So if I want to understand what happened during the Great Depression – and even what the Obama administration is trying to do now – do I have to start by reading John Maynard Keynes’s General Theory of Employment, Interest and Money?
You’re better off reading Milton Friedman and Anna Jacobson Schwartz’s A Monetary History of the United States, which I think is a better account. Keynes was more contemporary, so maybe had not as much perspective.
This is the argument that the Federal Reserve caused the Great Depression, prompting Ben Bernanke’s famous apology to the authors. So why does this book need to be read, in your view?
I think it appropriately looks at the monetary financial situation that is at the core of the Great Depression crisis and also the current situation. So they focus on the role of the monetary authority and the banking panics, and you can fit into that the legislative changes – particularly under Franklin Roosevelt – some of which helped the situation. I think the most important of those was the introduction of deposit insurance in 1934, with the Federal Deposit Insurance Corporation. The FDIC has really worked in preventing banking panics since that time in the US. I think a lot of the solutions these days involve extending that concept beyond the commercial banks that were at the heart of the financial system in the 1930s, but of course the system has been much broadened since then.
So we shouldn't take books with titles like FDR's Folly, claiming Roosevelt prolonged rather than alleviated the Great Depression, too seriously?
It’s clear that a lot of the policies that were put into place were negative, but as to sorting out how important they were, that’s a much more challenging question. And I think Roosevelt at the time recognized ex-post that some of the things he tried were failures and then his attitude was, “OK, it’s a failure. I’ll stop doing it.” Which is actually pretty positive.

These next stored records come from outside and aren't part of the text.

PR #155, opened 2016-11-23
Feature/Citation Widget [PREP-139]

pattisdr:
## Ticket

https://openscience.atlassian.net/browse/PREP-139

# Purpose

Reusable ember-osf citation widget component.  Currently only provides three citations: MLA, Chicago, and APA.  Does not provide dropdown to fetch additional citations.

Turns out is very similar to @hmoco's work here: https://github.com/CenterForOpenScience/ember-preprints/pull/144, since I am just making ajax requests for now.  Main difference is that I have pulled this to ember-osf.

# Notes for Reviewers
I am making ajax requests to fetch the node's citation in APA, MLA, and Chicago formats, instead of the Ember way. This is because the API endpoints are unusual.   `nodes/node_id/citation` is a 'node-citation' type, but `nodes/node_id/citation/citation_id/` is a 'styled-citations' type.   Node citation detail endpoint and node citations styles detail endpoints don't seem to be related.  I recommend future work for coming up with a more Ember way to fetch these citations (override findBelongsTo, maybe?), or perhaps changing how the endpoints are structured API side.


pattisdr:
hm why are ember-osf tests failing now?

brianjgeiger:
@pattisdr Tests are failing on this. Could you merge with develop and see if they're better? Probably Yarn fixes it.

pattisdr:
Yes it should fix it I had been waiting for @binoculars's work to be finished.

brianjgeiger:
I think there's going to have to be one more fix, so hold up before you merge. https://openscience.atlassian.net/browse/EOSF-463

brianjgeiger:
Well, now we're only failing 2 tests.

PR #1575, opened 2023-07-26
Dad 283 tutorial viam on vm

npentrel:
Moving from https://github.com/viamrobotics/docs/pull/590


sguequierre:
sorry to comment and not be of much help-- This should duplicate a ton of the work from extend if I have the right idea

PR #1583, opened 2023-07-27
DOCS-731: Update list in table

npentrel:
The way to make these lists inside a table is in HTML - we might be able to fix this some other way but for now that's the way


sguequierre (approved):
LGTM if "buttons" -> "button" to keep the subsection title from looking awkward ("Each buttons has the following field") 

Thank you for figuring this out, it looks a lot better

PR #1586, opened 2023-07-27
DOCS-933: Add image of detection bounding boxes to detections page

JessamyT:


npentrel:
There is good but I was also hoping for one at the bottom before the code section where we instruct people to go to the control tab. And we probably want the same for classifications

sguequierre (approved):
LGTM (oops, once naomi's comments are addressed)!

JessamyT:
Looks like we already have one on the classifications page. It'd be nice to have one for segmentation, but I don't have a 3D camera set up. Do we have any good images around?

npentrel:
Please ask the vision team if they have something for the segmenter page

JessamyT:
Realized there's not actually a good place to put the image for segmentation right now, so created https://viam.atlassian.net/browse/DOCS-975, and maybe adding that image can be part of that ticket instead of this one?

npentrel (approved):

PR #1587, opened 2023-07-27
DOCS-941: Fix table rendering in includes

andf-viam:
Fix table rendering in includes by removing wrapping `<div>` elements from `readfile.html`.

- Also using opportunity to expand `note.md` to showcase HTML and MD tables in includes, useful for testing this.

### DIFF
--- a/docs/note.md
+++ b/docs/note.md
@@ -123,7 +123,7 @@ This is **some markdown.**
 
 ### Alerts Shortcodes
 
-{{< alert title="Note" color="note" >}}
+{{< alert title="Important" color="note" >}}
 It can even contain shortcodes.
 {{< /alert >}}
 
@@ -416,7 +416,7 @@ If you add an MP4 file, test it on an iPhone with the deployed link on the PR.
 
 {{< /alert >}}
 
-{{< alert title="Note" color="note" >}}
+{{< alert title="Important" color="note" >}}
 The gif can and should be used only in the frontmater `images` variable and only if close in size to 1MB.
 The `images` variable sets it to be the preview image on social platforms (for example it will be the preview when you share a link on slack).
 Link previews do not support `webm` and `mp4` but they do support gifs.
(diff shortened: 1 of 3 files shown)


docs/note.md
```diff
@@ -267,7 +267,7 @@ Figure styles the Attribution text as body text.
 
 {{< readfile "/static/include/sample.md" >}}
 
-Section content before this line is contained in an included file: /static/include/sample.md
+Section content before this line is contained in an included file: <file>/static/include/sample.md</file>
```
JessamyT, line 270: Why this change?

static/include/sample.md
```diff
@@ -1,24 +1,94 @@
-
 ### This is a Heading in the Sample File
-This entire section was added to the current topic using the readfile shortcode.
+
+This entire section was added to the current topic using the `readfile` shortcode.
 
 {{% alert="Note" color="note" %}}
```
JessamyT, line 5:
```suggestion
{{% alert="Important" color="note" %}}
```
[out of diff nit] While we're here...realizing we don't use "note" anymore so should be consistent through this doc :)

static/include/sample.md
```diff
@@ -1,24 +1,94 @@
...
-Changes to included files do not appear in local mode (hugo server -D). You'll need to halt and restart the server to view the changes.
+Changes to included files do not appear in local mode (`hugo server -D`). You'll need to halt and restart the server to view the changes.
```
JessamyT, line 6:
```suggestion
Changes to included files do not appear in local mode (`hugo server -D`).
You'll need to halt and restart the server to view the changes.
```
[out of diff opt nit]

JessamyT (approved):
Looks good function-wise, though I still don't know why the fence is there :) so maybe I shouldn't be reviewing. Threw some handy out-of-diff nits in there too; can of course ignore. Not sure why the change on line 270 of note.md though

docs/note.md
andf-viam: Why not this change? It's a file path!

PR #1588, opened 2023-07-27
DOCS-960: Update subtype links

JessamyT:


andf-viam (approved):
LGTM, but looks like Naomi also captured this in https://github.com/viamrobotics/docs/pull/1589

PR #1595, opened 2023-07-28
DOCS-928: Move API overviews into includes

JessamyT:
This does change the API page in some ways:
- Adds links to each component doc in the text under the heading
- Adds movement sensor model specifications (which were on the movement sensor page but not the APIs page)
  - This isn't necessarily a good or bad thing, was just out of necessity, and I'm just calling out since with includes it's harder to see in the diff, in case anyone has opinions about this change
- Adds DoCommand to the tables for every component on the API page (except sensor and board because there's nothing to link for them yet; made https://viam.atlassian.net/browse/DOCS-964). As above, this isn't necessarily an improvement, just a change because it's needed on the component pages so it's in the included files.
- Shortens vision service descriptions (makes sense with recent addition of vision service API documentation update)

### DIFF
--- a/docs/program/apis/_index.md
+++ b/docs/program/apis/_index.md
@@ -229,72 +229,44 @@ The [encoder component](/components/encoder/) supports the following methods:
 
 The [gantry component](/components/gantry/) supports the following methods:
 
-| Method Name | Description |
-| ----------- | ----------- |
-[Position](/components/gantry/#position) | Get the current positions of the axes of the gantry in mm. |
-[MoveToPosition](/components/gantry/#movetoposition) | Move the axes of the gantry to the desired positions. |
-[Lengths](/components/gantry/#lengths) | Get the lengths of the axes of the gantry in mm. |
-[Stop](/components/gantry/#stop) | Stop the gantry from moving. |
-[IsMoving](/components/gantry/#ismoving) | Get if the gantry is currently moving. |
+{{< readfile "/static/include/components/apis/gantry.md" >}}
 
 ### Gripper
 
-Method Name | Description
------------ | -----------
-[`Open`](/components/gripper/#open) | Open the gripper.
-[`Grab`](/components/gripper/#grab) | Close the gripper until it grabs something or closes completely.
-[`Stop`](/components/gripper/#stop) | Stop the gripper's movement.
-[`IsMoving`](/components/gripper/#ismoving) | Report whether the gripper is currently moving.
+The [gripper component](/components/gripper/) supports the following methods:
+
+{{< readfile "/static/include/components/apis/gripper.md" >}}
 
 ### Input Controller
 
-| Method Name | Description |
-| ----------- | ----------- |
-| [Controls](/components/input-controller/#controls) | Get a list of input `Controls` that this Controller provides. |
-| [Events](/components/input-controller/#events) | Get the current state of the Controller as a map of the most recent [Event](/components/input-controller/#event-object) for each [Control](/components/input-controller/#control-field). |
-| [RegisterControlCallback](/components/input-controller/#registercontrolcallback) | Define a callback function to execute whenever one of the [`EventTypes`](/components/input-controller/#eventtype-field) selected occurs on the given [Control](/components/input-controller/#control-field). |
+The [input controller component](/components/input-controller/) supports the following methods:
+
+{{< readfile "/static/include/components/apis/input-controller.md" >}}
 
 ### Motor
 
-Method Name | Description
------------ | -----------
-[SetPower](/components/motor/#setpower) | Set the power to send to the motor as a portion of max power.
-[GoFor](/components/motor/#gofor) | Spin the motor the specified number of revolutions at specified RPM.
-[GoTo](/components/motor/#goto) | Send the motor to a specified position (in terms of revolutions from home) at a specified speed.
-[ResetZeroPosition](/components/motor/#resetzeroposition) | Set the current position to be the new zero (home) position.
-[GetPosition](/components/motor/#getposition) | Report the position of the motor based on its encoder. Not supported on all motors.
-[GetProperties](/components/motor/#getproperties) | Return whether or not the motor supports certain optional features.
-[Stop](/components/motor/#stop) | Cut power to the motor off immediately, without any gradual step down.
-[IsPowered](/components/motor/#ispowered) | Return whether or not the motor is currently on, and the amount of power to it.
-[IsMoving](/components/motor/#ismoving) | Return whether the motor is moving or not.
+The [motor component](/components/motor/) supports the following methods:
+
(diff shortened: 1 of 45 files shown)


docs/program/apis/_index.md
```diff
@@ -332,105 +276,71 @@ Documentation on using these methods in your SDK code is found on [service pages
...
 ### Vision
 
-Method Name | Description |
------------ | ----------- |
-`DetectionsFromCamera` | Get a list of detections in the next image given a camera and a detector. |
-`Detections`| Get a list of detections in the given image using the specified detector. |
-`ClassificationsFromCamera` | Get a list of classifications in the next image given a camera and a classifier. |
-`Classifications` | Get a list of detections in the given image using the specified detector. |
-`ObjectPointClouds`| Returns a list of the 3D point cloud objects and associated metadata in the latest picture obtained from the specified 3D camera (using the specified segmenter). |
+Different [Vision Service](/services/vision/) models support different methods:
```
sguequierre, line 321:
```suggestion
Different models of the [Vision Service](/services/vision/) support different methods:
```
or 
```suggestion
Different API methods are available for each model of [Vision Service](/services/vision/):
``` 
/ endpoints 

(opt. for user comprehension!)

docs/services/sensors.md
```diff
@@ -29,7 +26,7 @@ Go to your robot's **Code sample** tab on the [Viam app](https://app.viam.com) f
 
 {{% /alert %}}
 
-### Sensors
+### GetSensors
```
sguequierre, line 29:
```suggestion
### Sensors
```
I think this needs to stay `Sensors`, as least as long as it's defined so in the interface here https://pkg.go.dev/go.viam.com/rdk/services/sensors#Service and client file. Same for `Readings`!

sguequierre, line 29:
```suggestion
### Sensors
```
I think this needs to stay `Sensors`, as least as long as it's defined so in the interface here https://pkg.go.dev/go.viam.com/rdk/services/sensors#Service and client file. Same for `Readings`!

static/include/components/apis/gripper.md
```diff
@@ -0,0 +1,7 @@
+Method Name | Description
+----------- | -----------
+[`Open`](/components/gripper/#open) | Open the gripper.
```
sguequierre, line 3:
```suggestion
[Open](/components/gripper/#open) | Open the gripper.
```
Needs to be not code here through line 6

static/include/services/apis/sensors.md
```diff
@@ -0,0 +1,4 @@
+Method Name | Description
+----------- | -----------
+[`GetSensors`](/services/sensors/#getsensors) | Returns a list of names of the available sensors.
```
sguequierre, line 3:
```suggestion
[Sensors](/services/sensors/#sensors) | Returns a list of names of the available sensors.
```
Think not opt. -- See comment above about https://pkg.go.dev/go.viam.com/rdk/services/sensors#Service!

static/include/services/apis/base-rc.md
```diff
@@ -0,0 +1,4 @@
+Method Name | Description
```
sguequierre, line 1: With code comment above, are you intending to make the service client method names code format separately from attribute? fine w/ me either way but thought i'd clarify

sguequierre (changes requested):
Thanks so much for this Jessamy, this will make updates so much less of a hassle in the future! 
Some opt comments around style and fixup method changes

docs/services/sensors.md
JessamyT: So, I realize that in the Go SDK/RDK it's Sensors and Readings, but in the proto it's GetSensors and GetReadings. And in the Python it's get_sensors and get_readings. This is the same exact thing that we see across other APIs and we made the decision with those to use what's in the proto.

docs/program/apis/_index.md
JessamyT: Mm I think since the Vision Service is one thing, the current wording makes the most sense? I might be missing what you're trying to clarify though

static/include/services/apis/base-rc.md
JessamyT: Naw I wasn't changing anything with that--I just copy pasted from what was already there. But you're right, it is inconsistent! Will make it consistent now.

JessamyT: Right now on https://docs.viam.com/program/apis/ it's about 50/50 haha

static/include/services/apis/sensors.md
JessamyT: See my comment on the other one--we use the proto definition, not the Go SDK one, for other APIs, so this should follow that too.

docs/services/sensors.md
JessamyT: https://github.com/viamrobotics/api/blob/main/service/sensors/v1/sensors.pb.go

static/include/services/apis/base-rc.md
JessamyT: (Will address once Slack convo comes to a consensus)

docs/program/apis/_index.md
npentrel: I think any of these three work 🤷‍♀️

npentrel:
PR looks great - once we decide on code vs no code :)

static/include/services/apis/base-rc.md
andf-viam: A consensus has been reached! The people have spoken!! 😄

JessamyT: Let there be code! :D

docs/services/sensors.md
sguequierre: This is the one thing I would say still blocks-- I really don't think we should change for the Go Client's sake and also for modular resource creaters. Can discuss with everyone but I think it needs to be consistent with https://github.com/viamrobotics/rdk/blob/main/components/base/client.go because that is the actual client and if the method's names are off users will be confused

sguequierre (changes requested):
LGTM but don't want changes to be made to sensors service names-- if it was ok with you and @npentrel @andf-viam maybe we can keep `Readings` --> `GetReadings` etc. out of here and discuss in a meet or a bit later this week as a group?

JessamyT:
As discussed, was just making the sensors service consistent with most of the other API documentation.

Hadn't realized that there are a couple of other APIs (sensor component and gantry) that also aren't using the protobuf method names for the docs headings right now. I think we should make them all consistent, but will leave those out of this PR, and I think this can be merged as-is and yeah let's discuss.

sguequierre (approved):
LGTM see comment update!! 
Basically as long as Go code is not made inaccurate, which this change isn't, lgtm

For example, some of the things he did was try to organize labour unions and also businesses essentially promoting monopoly – I don’t think that was a plus. He was trying really hard to keep wages and prices from falling with direct influence and that was a negative. The effect of the expenditure programs is less clear. In the mid-1930s with the New Deal there was an unusual amount of infrastructure-type of expenditures. But it’s not actually big enough to sort out in a statistical sense – to figure out how much it mattered in terms of the recovery after the trough in 1932-33. I don’t think we know that that was a mistake, but it’s not clear that it was all that important.
So you’re not saying the New Deal was a mistake, you’re saying basically we don’t know.
One of the things I’ve been trying to do in my research is to calculate the effect, particularly on Gross Domestic Product, of government expenditure programs. And I’ve been focusing on the US experience, because that’s where I have the information, although it would be good to go beyond that. But the thing you can clearly isolate is the effect of wartime expenditure – particularly World War Two – it is so big that in a statistical sense it gives you a lot of power to figure out what is going on.
There’s both the build-up, starting in 1941, and then there’s expenditures coming down after the war, in 1945-6. There’s a lot of evidence there. Sometimes the spending in a year is 20 per cent of GDP, which is absolutely astounding. In comparison, the New Deal programs, particularly in 1934 and 1936, are only two to three per cent of GDP of extra spending.
In terms of the stuff that’s not wartime spending – which we’re probably most interested in in the current climate –it’s just hard to know from the history of the data and the time series. The New Deal is part of my research, and it’s bigger than the other non-defence expenditure in terms of stimulus, but it’s not enough to really sort it out.
So I don’t think you can reliably say what the effect is. But conceptually you’d expect the wartime spending to have a bigger effect for various reasons on the GDP than the equivalent amount of expenditure in a non-war situation. And the wartime effect you can estimate pretty precisely, and the multiplier is clearly less than one, even in World War Two – it’s in the order of 0.6, 0.7, something like that.
Robert Barro is a professor of economics at Harvard, and a commentator for the Wall Street Journal and Business Week. His critique of the Obama stimulus package provoked a sharp attack from Paul Krugman in the New York Times, which brought a spirited response from Barro. Basing his arguments on his empirical work, Barro takes issue with some common assumptions about the Great Depression, and how America got out of it.